The WHO Air Quality Guideline value of 40 µg/m3 as annual mean was based on limited but suggestive evidence from indoor studies that long-term exposure to combustion products from indoor gas appliances including NO2 had a deleterious effect on health. The figure of 40 µg/m3 was adopted from the International Programme on Chemical Safety (IPCS; Environmental Health Criteria 188) and reflected the association between indoor exposure to combustion products from indoor gas appliances including NO2 and lower respiratory tract illnesses in children. There was some uncertainty over the appropriate numerical value for the guideline, as NO2 was not directly measured in all studies. It was also noted that outdoor epidemiological studies had shown associations between outdoor concentrations of NO2 and small reductions in lung function and a slightly increased prevalence of asthma.

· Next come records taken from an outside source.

PR #880, opened 2025-02-06
Ensure RHEL tests use a valid version of Management Center [DI-422]

JackPGreen:
The RHEL publish tests the build by connecting an Management Center instance to it.

In https://github.com/hazelcast/hazelcast-docker/pull/847 this was changed to use a _matching_ version of Hazelcast & Management Center - which isn't correct in all cases (e.g. `5.5.2` Hazelcast & `5.6.0` Management Center)

Before this change, it used the latest version of Management Center - derived by inspecting the tags of the (archived) https://github.com/hazelcast/management-center-openshift repo - but the last tag here was `5.3.2` so it wasn't really the latest at all.

In [consultation with the Management Center team](https://hazelcast.slack.com/archives/C9S7BV74Z/p1738850975557879), latest is the best option.

Changes:
- rolls back to something _inspired_ by the previous implementation - choses latest based on tags
- tags are scraped from the `hazelcast/management-center` repo
- tags are queried using the `gh` cli tool to avoid checking out the whole repo

I don't think we should backport this change, as while it's not correct in earlier versions, it doesn't cause an issues.

Fixes: [DI-422](https://hazelcast.atlassian.net/browse/DI-422)

### DIFF
--- a/.github/workflows/tag_image_push_rhel.yml
+++ b/.github/workflows/tag_image_push_rhel.yml
@@ -216,9 +216,15 @@ jobs:
 
           wait_for_container_scan "$RHEL_PROJECT_ID" "$VERSION" "$RHEL_API_KEY" "$TIMEOUT_IN_MINS"
 
-      - name: Set MC version
+      - name: Set Management Center Version to be used in the tests
         run: |
-          echo "HZ_MC_VERSION=${{ steps.version.outputs.major }}.${{ steps.version.outputs.minor }}" >> $GITHUB_ENV
+          # Find the latest, non BETA or otherwise suffix-ed tag in the repo
+          LATEST_TAG=$(gh api repos/hazelcast/management-center/tags \
+            --paginate \
+            --jq '[.[].name | select(test("^v'"${HZ_MAJOR_VERSION}"'") and (test("BETA") | not) and (test("-") | not))] | sort | last' \
+          )
+          echo ${LATEST_TAG}
+          echo "HZ_MC_VERSION=${LATEST_TAG:1}" >> $GITHUB_ENV
 
       - uses: redhat-actions/oc-login@v1
         with:
@@ -233,16 +239,16 @@ jobs:
         run: |
           WORKDIR=$(pwd)/.github/scripts
           .github/scripts/smoke-test.sh \
-                        "$WORKDIR" \
-                        "$PROJECT_NAME"  \
-                        "$SCAN_REGISTRY_USER" \
-                        "$SCAN_REGISTRY_PASSWORD" \
-                        "$SCAN_REPOSITORY" \
-                        "$RELEASE_VERSION" \
-                        "$CLUSTER_SIZE" \
-                        "$HZ_ENTERPRISE_LICENSE" \
-                        "$HZ_MC_VERSION" \
-                        "$SCAN_REGISTRY"
+                        "${WORKDIR}" \
+                        "${PROJECT_NAME}"  \
+                        "${SCAN_REGISTRY_USER}" \
+                        "${SCAN_REGISTRY_PASSWORD}" \
+                        "${SCAN_REPOSITORY}" \
+                        "${RELEASE_VERSION}" \
+                        "${CLUSTER_SIZE}" \
+                        "${HZ_ENTERPRISE_LICENSE}" \
+                        "${HZ_MC_VERSION}" \
+                        "${SCAN_REGISTRY}"
 
         env:
           CLUSTER_SIZE: 3


.github/workflows/tag_image_push_rhel.yml
```diff
@@ -216,9 +216,16 @@ jobs:
 
           wait_for_container_scan "$RHEL_PROJECT_ID" "$VERSION" "$RHEL_API_KEY" "$TIMEOUT_IN_MINS"
 
-      - name: Set MC version
+      - name: Set Management Center Version to be used in the tests
         run: |
-          echo "HZ_MC_VERSION=${{ steps.version.outputs.major }}.${{ steps.version.outputs.minor }}" >> $GITHUB_ENV
+          # Find the latest, non BETA or otherwise suffix-ed tag in the repo
+          LATEST_TAG=$(gh api repos/hazelcast/management-center/tags \
```
nishaatr, line 222: nit - `LATEST_MC_TAG`

.github/workflows/tag_image_push_rhel.yml
```diff
@@ -216,9 +216,16 @@ jobs:
...
+            --jq '[.[].name | select((test("BETA") | not) and (test("-") | not) and test("\\d+"))] | sort_by(.) | last' \
```
nishaatr, line 223: Can this filter be simpler using regex as we know the pattern?

Also, why `--jq` and not `| jq` which I think we use in other places often? Not an issue so just want to know

nishaatr (approved):

.github/workflows/tag_image_push_rhel.yml
JackPGreen: https://github.com/hazelcast/hazelcast-docker/pull/880/commits/f6e7e942c9373934d11229aa1b59fcc3a3883212

.github/workflows/tag_image_push_rhel.yml
JackPGreen: > Can this filter be simpler using regex as we know the pattern?

Maybe? Did you have something in mind?

> Also, why --jq and not | jq which I think we use in other places often? Not an issue so just want to know

You don't need to have `jq` installed to use the `--jq` functionality in the `gh` CLI - not an issue for actions but locally it's one less dependency.

Also I try to avoid pipes where possible due to catching dodgy outputs etc.

Plus generally I'd rather use the options built into tools than cludge things together - e.g. the `gh` CLI tool _could_ do that filtering server side if it wanted to.

nishaatr: > Maybe? Did you have something in mind?
> 
> >

Something like 
` echo '["v5.5.0", "test-tag","v5.4.0", "v5.5.0-BETA-1"]' | jq '.[] | select(test("^v\\d*\\.\\d*\\.\\d*$"))'`
` echo '["v5.5.0", "test-tag","v5.4.0", "v5.5.0-BETA-1"]' | jq '.[] | select(match("^v\\d*\\.\\d*\\.\\d*$"))'`

Best test it

nishaatr: > You don't need to have `jq` installed to use the `--jq` functionality in the `gh` CLI - not an issue for actions but locally it's one less dependency.
> 
> Also I try to avoid pipes where possible due to catching dodgy outputs etc.
> 
> Plus generally I'd rather use the options built into tools than cludge things together - e.g. the `gh` CLI tool _could_ do that filtering server side if it wanted to.

good points. but I think installation is not a problem as we use `jq` outside GH. 
Just wanted to know no we are good

nishaatr:
Just had a thought about sorting. Might not work with double digits e.g. `v5.5.32`
Not sure tbh but has cropped up before
MC tend to do more releases so there is chance this might happen so worth testing
you could use [sort -V](https://stackoverflow.com/questions/40390957/how-to-sort-semantic-versions-in-bash) or something similar.

JackPGreen:
> Just had a thought about sorting. Might not work with double digits e.g. `v5.5.32` Not sure tbh but has cropped up before MC tend to do more releases so there is chance this might happen so worth testing you could use [sort -V](https://stackoverflow.com/questions/40390957/how-to-sort-semantic-versions-in-bash) or something similar.

The tags are returned in date order. I've taken the sort out to avoid adding any extra logic there.

.github/workflows/tag_image_push_rhel.yml
nishaatr: great. 
`test("^v\\d+(\\.\\d+)*$"))`
I think best to test for all three parts?
Also why the grouping? is this excluding `v`?

JackPGreen: > great. `test("^v\\d+(\\.\\d+)*$"))` I think best to test for all three parts?

I don't want to _only_ find versions with three parts in case of `6.1` or `5.6.1.1` etc.

nishaatr: ah its grouping to say how many parts which makes regex shorter. nice
may be instead of `*` pin it to 2 more parts?

JackPGreen:
> > Just had a thought about sorting. Might not work with double digits e.g. `v5.5.32` Not sure tbh but has cropped up before MC tend to do more releases so there is chance this might happen so worth testing you could use [sort -V](https://stackoverflow.com/questions/40390957/how-to-sort-semantic-versions-in-bash) or something similar.
> 
> The tags are returned in date order. I've taken the sort out to avoid adding any extra logic there.

Actually changed my mind - if we do a patch release of (say) `5.1.1`, that shouldn't be considered better to use than (say) `5.6.0`. Now uses the `sort` as you suggested.

https://github.com/hazelcast/hazelcast-docker/pull/880/commits/374765ed52ee663273054e5ba03c7fdb738c44eb

nishaatr:
> Actually changed my mind - if we do a patch release of (say) `5.1.1`, that shouldn't be considered better to use than (say) `5.6.0`. Now uses the `sort` as you suggested.

Sorry where in the regex `test("^v\\d+(\\.\\d+)*$")) ` is this done i.e. should it not end with `.0`?

I guess we can limit to major/minor but not sure why we should not consider PATCH. Any good reason?
This is just for internal testing so perhaps MANOR/MINOR should be fine

JackPGreen:
> > Actually changed my mind - if we do a patch release of (say) `5.1.1`, that shouldn't be considered better to use than (say) `5.6.0`. Now uses the `sort` as you suggested.
> 
> 
> 
> Sorry where in the regex `test("^v\\d+(\\.\\d+)*$")) ` is this done i.e. should it not end with `.0`?
> 
> 
> 
> I guess we can limit to major/minor but not sure why we should not consider PATCH. Any good reason?
> 
> This is just for internal testing so perhaps MANOR/MINOR should be fine

It's not checking for 0 - that was just an example of the _kind_ of scenario where it could've gone wrong.

I was trusting GitHub returning the most recent tag would be the latest version - but when we say `latest` we really mean highest - so added an explicit semver-aware sort to assert that.

nishaatr (approved):

JackPGreen:

.github/scripts/version.functions.sh
```diff
@@ -62,3 +62,13 @@ function get_last_version_with_file() {
...
 }
+
+# Find the highest-versioned, non BETA or otherwise suffix-ed tag in the repo
+function get_last_version_tag_from_github() {
+  local repo=$1
+  tags=$(gh api repos/"${repo}"/tags \
+      --paginate \
+      --jq '.[] | select(.name | test("^v\\d+(\\.\\d+)*$")) | .name')
+  tags_sorted=$(sort --version-sort --reverse <<< "${tags}")
+  head --lines=1  <<< "${tags_sorted}"
```
ldziedziul, line 73: Why `<<<` instead of `|`?

.github/workflows/build-pr.yml
```diff
@@ -35,6 +35,8 @@ jobs:
       - name: Test scripts
         run: |
           .github/scripts/test_scripts.sh
+        env:
+          GH_TOKEN: ${{ github.token }}
```
ldziedziul, line 39: Why this change?

JackPGreen: You can't use the `gh` CLI tool unless you specify an explicit `GH_TOKEN` - and the `get_last_version_tag_from_github` implementation under test uses `gh` now.

.github/scripts/version.functions.sh
JackPGreen: I wanted to store as a temp variable for debug / `set -x` failure issues.
And _I thought_ that `<<<` here strings are better than `echo $tags_sorted | head` - I seem to remember working around some JSON escaping issue this way in the past.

Since the current WHO Air Quality Guidelines were established (WHO, 2000) the evidence regarding the long-term effects of NO2 as a single pollutant and adverse human health has increased a little. There is new evidence from human and animal studies in vivo (Pamanathan et al., 2003; Blombert et al., 1997; van Bree et al., 2000) and from limited in vitro (Devalia et al., 1993; Bayram et al., 1999) studies that short-term exposure to NO2 can be toxic to airway and alveolar epithelial cells. This is a result of its oxidant capacity to cause tissue damage (Persinger et al., 2002). This lends plausibility to the possibility that there could be long-term effects. There are no human studies of long-term exposure to pure NO2; studies have only been performed with short-term exposure to concentrations higher than common ambient concentrations and not at the low levels that might be causing long-term effects (e.g. Chitano et al., 1995; Hyde et al., 1978; Wegmann et al., 2003). There are also studies showing lung damage following long-term exposure to nitrogen dioxide in animals. Again the concentrations used are above common ambient concentrations.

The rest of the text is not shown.